Find the line containing "Use edts media" in the listing below. Repeat it exactly, along with each following line up to and including the one containing "tonihei: There is".

○ ○ ○ ○ ○ ○ ○

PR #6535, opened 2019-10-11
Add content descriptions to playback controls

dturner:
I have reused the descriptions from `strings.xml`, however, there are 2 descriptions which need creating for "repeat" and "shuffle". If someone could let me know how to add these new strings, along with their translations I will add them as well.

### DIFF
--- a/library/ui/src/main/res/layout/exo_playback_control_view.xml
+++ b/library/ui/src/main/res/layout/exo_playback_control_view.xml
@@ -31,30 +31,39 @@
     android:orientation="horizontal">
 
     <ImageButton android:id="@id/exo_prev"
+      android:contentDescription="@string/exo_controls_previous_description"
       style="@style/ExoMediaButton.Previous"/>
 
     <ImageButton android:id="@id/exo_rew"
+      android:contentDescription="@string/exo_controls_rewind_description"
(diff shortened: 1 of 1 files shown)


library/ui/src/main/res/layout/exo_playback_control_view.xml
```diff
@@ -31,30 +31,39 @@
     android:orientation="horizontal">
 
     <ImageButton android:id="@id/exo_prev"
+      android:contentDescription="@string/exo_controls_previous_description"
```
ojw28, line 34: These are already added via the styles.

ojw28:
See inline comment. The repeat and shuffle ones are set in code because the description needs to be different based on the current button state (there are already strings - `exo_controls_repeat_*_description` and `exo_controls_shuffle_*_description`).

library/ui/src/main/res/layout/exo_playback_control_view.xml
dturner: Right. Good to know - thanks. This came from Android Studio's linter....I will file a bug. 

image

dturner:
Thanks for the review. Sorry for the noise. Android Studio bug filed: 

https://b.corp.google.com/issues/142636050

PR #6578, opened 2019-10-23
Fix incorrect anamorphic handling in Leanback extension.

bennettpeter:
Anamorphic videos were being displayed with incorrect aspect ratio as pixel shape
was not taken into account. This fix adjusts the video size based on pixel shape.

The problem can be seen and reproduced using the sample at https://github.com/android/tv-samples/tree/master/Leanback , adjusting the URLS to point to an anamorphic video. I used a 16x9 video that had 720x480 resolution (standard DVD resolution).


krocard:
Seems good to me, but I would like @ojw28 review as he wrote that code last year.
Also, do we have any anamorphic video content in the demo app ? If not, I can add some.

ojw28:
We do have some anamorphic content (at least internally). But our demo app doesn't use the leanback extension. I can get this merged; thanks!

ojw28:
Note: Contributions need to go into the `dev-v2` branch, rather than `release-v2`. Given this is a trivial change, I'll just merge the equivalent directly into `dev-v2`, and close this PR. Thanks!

○ ○ ○ ○ ○ ○ ○

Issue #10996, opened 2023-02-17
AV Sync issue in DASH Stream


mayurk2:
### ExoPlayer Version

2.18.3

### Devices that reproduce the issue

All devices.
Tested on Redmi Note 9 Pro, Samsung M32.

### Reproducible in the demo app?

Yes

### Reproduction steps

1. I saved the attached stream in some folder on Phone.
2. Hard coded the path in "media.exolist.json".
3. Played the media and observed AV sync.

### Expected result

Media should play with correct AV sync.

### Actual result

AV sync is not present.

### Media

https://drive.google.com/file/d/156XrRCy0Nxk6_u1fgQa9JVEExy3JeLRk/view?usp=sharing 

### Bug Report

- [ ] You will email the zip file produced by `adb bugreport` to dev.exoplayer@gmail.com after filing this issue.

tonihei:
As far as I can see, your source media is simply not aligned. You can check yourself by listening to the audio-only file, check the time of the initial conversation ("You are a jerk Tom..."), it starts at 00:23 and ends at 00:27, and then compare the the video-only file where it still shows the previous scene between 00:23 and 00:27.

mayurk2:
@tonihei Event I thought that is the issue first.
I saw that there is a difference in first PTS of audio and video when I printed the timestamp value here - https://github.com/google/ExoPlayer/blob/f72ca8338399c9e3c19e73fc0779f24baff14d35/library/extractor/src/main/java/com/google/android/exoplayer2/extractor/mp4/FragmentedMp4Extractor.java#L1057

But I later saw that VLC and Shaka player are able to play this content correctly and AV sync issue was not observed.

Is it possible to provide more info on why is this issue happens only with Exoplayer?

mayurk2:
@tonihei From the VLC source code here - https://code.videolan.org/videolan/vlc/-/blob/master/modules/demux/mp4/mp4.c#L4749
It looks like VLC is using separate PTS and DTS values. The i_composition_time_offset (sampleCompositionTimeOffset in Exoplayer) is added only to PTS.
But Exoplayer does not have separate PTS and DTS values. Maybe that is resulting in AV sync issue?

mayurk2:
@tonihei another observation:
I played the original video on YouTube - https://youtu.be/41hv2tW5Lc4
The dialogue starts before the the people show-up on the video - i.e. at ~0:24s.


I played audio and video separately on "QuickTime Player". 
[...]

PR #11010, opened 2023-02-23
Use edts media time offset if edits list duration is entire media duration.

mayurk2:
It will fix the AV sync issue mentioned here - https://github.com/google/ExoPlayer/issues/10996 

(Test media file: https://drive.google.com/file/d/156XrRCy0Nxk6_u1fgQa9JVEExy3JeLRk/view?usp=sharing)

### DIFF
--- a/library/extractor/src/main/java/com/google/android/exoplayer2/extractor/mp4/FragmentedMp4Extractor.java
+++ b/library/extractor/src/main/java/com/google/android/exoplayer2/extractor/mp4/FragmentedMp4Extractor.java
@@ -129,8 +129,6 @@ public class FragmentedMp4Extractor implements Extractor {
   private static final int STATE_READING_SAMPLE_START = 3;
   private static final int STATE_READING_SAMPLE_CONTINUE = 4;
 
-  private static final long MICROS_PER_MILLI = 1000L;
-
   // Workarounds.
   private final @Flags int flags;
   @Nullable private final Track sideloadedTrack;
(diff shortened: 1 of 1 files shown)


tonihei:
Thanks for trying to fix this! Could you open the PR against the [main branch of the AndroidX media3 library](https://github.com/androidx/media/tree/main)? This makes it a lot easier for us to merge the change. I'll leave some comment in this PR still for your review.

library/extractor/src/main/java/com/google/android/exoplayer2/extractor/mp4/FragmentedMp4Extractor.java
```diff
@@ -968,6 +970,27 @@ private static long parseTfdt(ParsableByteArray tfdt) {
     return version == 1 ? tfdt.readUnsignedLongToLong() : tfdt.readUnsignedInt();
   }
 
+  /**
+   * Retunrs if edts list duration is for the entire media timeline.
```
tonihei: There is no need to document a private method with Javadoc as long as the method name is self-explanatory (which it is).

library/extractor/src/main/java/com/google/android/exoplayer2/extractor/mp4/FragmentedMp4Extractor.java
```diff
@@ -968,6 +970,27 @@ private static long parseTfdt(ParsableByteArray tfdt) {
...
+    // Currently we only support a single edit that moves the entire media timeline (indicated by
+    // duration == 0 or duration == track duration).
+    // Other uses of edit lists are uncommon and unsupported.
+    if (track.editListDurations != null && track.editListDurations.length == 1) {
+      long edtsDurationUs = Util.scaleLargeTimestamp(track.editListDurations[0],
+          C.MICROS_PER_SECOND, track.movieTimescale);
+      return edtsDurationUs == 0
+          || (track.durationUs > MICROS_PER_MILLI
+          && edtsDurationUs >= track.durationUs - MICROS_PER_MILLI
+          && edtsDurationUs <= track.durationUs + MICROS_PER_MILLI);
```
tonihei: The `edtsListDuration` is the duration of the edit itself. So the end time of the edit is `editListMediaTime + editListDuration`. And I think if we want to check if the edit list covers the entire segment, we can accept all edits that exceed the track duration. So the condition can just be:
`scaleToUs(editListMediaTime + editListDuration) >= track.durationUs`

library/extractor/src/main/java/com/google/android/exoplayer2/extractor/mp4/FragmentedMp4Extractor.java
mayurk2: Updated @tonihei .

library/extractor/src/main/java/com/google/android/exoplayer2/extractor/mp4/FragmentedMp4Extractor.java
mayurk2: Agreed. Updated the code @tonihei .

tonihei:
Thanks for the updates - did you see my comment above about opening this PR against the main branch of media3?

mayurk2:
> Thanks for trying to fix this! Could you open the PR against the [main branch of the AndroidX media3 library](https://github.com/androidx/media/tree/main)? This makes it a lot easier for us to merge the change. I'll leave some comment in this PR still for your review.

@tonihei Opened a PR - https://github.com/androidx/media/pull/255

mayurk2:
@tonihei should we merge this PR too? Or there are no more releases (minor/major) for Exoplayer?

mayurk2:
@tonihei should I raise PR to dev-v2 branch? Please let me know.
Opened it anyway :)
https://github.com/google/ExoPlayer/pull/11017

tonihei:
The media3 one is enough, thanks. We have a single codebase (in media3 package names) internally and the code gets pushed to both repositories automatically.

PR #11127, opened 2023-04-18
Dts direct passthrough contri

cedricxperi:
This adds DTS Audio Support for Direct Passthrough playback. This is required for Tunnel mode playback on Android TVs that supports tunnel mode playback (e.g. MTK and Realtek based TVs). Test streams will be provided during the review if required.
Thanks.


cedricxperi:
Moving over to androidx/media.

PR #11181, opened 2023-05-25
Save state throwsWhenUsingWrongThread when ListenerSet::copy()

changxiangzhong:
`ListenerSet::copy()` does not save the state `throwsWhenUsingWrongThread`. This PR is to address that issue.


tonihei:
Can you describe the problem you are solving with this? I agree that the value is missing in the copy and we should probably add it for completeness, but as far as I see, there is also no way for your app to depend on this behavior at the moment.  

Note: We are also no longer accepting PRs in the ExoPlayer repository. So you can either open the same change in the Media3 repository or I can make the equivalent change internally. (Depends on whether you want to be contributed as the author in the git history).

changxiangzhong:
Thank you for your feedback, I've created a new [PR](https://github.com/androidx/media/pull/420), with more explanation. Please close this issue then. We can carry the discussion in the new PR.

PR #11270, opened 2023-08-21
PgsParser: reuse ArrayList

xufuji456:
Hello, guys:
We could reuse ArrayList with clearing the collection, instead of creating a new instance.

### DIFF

○ ○ ○ ○ ○ ○ ○

### EXERCISE SOLUTION
Use edts media time offset if edits list duration is entire media duration.

mayurk2:
It will fix the AV sync issue mentioned here - https://github.com/google/ExoPlayer/issues/10996 

(Test media file: https://drive.google.com/file/d/156XrRCy0Nxk6_u1fgQa9JVEExy3JeLRk/view?usp=sharing)

### DIFF
--- a/library/extractor/src/main/java/com/google/android/exoplayer2/extractor/mp4/FragmentedMp4Extractor.java
+++ b/library/extractor/src/main/java/com/google/android/exoplayer2/extractor/mp4/FragmentedMp4Extractor.java
@@ -129,8 +129,6 @@ public class FragmentedMp4Extractor implements Extractor {
   private static final int STATE_READING_SAMPLE_START = 3;
   private static final int STATE_READING_SAMPLE_CONTINUE = 4;
 
-  private static final long MICROS_PER_MILLI = 1000L;
-
   // Workarounds.
   private final @Flags int flags;
   @Nullable private final Track sideloadedTrack;
(diff shortened: 1 of 1 files shown)


tonihei:
Thanks for trying to fix this! Could you open the PR against the [main branch of the AndroidX media3 library](https://github.com/androidx/media/tree/main)? This makes it a lot easier for us to merge the change. I'll leave some comment in this PR still for your review.

library/extractor/src/main/java/com/google/android/exoplayer2/extractor/mp4/FragmentedMp4Extractor.java
```diff
@@ -968,6 +970,27 @@ private static long parseTfdt(ParsableByteArray tfdt) {
     return version == 1 ? tfdt.readUnsignedLongToLong() : tfdt.readUnsignedInt();
   }
 
+  /**
+   * Retunrs if edts list duration is for the entire media timeline.
```
tonihei: There is no need to document a private method with Javadoc as long as the method name is self-explanatory (which it is).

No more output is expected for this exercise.